**** Supplied records
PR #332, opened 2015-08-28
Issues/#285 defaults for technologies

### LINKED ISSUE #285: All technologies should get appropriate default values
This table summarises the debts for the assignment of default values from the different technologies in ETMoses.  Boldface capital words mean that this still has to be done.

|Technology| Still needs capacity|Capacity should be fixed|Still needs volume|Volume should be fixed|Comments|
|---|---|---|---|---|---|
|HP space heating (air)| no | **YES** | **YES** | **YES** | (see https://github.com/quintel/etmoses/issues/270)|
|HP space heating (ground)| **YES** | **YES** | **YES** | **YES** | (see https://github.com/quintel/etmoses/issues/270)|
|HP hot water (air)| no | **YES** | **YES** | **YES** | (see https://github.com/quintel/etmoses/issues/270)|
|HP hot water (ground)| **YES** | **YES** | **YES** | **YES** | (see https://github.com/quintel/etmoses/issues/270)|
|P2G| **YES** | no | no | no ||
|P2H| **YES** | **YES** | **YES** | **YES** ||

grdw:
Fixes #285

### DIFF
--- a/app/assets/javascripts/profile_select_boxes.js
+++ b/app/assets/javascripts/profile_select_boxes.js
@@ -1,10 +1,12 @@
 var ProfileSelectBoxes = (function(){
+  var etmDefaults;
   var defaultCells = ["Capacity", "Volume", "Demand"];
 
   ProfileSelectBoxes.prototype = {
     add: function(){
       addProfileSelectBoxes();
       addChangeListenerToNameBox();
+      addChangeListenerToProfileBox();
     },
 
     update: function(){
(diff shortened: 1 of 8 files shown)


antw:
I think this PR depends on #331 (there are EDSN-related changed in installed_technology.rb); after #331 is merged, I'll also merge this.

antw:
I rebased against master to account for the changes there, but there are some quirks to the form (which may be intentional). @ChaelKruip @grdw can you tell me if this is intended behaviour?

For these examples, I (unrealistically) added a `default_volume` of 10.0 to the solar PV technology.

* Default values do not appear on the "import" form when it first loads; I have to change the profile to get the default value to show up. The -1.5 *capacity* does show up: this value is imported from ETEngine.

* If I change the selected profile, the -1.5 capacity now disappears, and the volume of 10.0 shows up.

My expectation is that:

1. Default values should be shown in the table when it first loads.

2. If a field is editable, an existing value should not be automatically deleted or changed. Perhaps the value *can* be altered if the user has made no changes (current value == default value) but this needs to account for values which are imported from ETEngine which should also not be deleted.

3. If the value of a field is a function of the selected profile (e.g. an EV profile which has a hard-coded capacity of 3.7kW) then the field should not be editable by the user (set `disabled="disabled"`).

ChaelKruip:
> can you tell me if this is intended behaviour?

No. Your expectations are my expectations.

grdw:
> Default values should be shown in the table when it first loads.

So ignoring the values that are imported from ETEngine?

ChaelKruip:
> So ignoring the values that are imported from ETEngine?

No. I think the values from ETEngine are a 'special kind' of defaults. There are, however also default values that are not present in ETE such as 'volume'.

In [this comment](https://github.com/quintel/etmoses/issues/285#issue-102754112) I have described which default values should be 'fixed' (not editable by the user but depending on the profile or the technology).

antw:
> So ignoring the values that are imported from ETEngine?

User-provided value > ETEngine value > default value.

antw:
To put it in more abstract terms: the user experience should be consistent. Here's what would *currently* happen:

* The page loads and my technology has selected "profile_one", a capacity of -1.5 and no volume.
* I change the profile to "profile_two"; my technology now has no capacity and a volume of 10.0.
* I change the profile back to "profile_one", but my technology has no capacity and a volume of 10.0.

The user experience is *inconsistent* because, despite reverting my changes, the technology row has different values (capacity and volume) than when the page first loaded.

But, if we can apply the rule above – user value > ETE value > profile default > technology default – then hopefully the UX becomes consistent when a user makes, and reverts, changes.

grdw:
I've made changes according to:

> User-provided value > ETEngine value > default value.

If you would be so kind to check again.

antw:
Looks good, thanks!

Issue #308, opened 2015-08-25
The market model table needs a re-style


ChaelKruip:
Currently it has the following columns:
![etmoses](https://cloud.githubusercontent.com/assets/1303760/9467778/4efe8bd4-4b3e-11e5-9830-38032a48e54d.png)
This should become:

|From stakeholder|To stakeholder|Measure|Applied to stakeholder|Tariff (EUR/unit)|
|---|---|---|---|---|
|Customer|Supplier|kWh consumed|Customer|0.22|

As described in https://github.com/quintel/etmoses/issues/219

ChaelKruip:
********
-- Task to carry out --
Give back, word for word, only the lines above from the line holding "To put it in" to the line holding "and no volume.", both included.

-- Response to the task --
To put it in more abstract terms: the user experience should be consistent. Here's what would *currently* happen:

* The page loads and my technology has selected "profile_one", a capacity of -1.5 and no volume.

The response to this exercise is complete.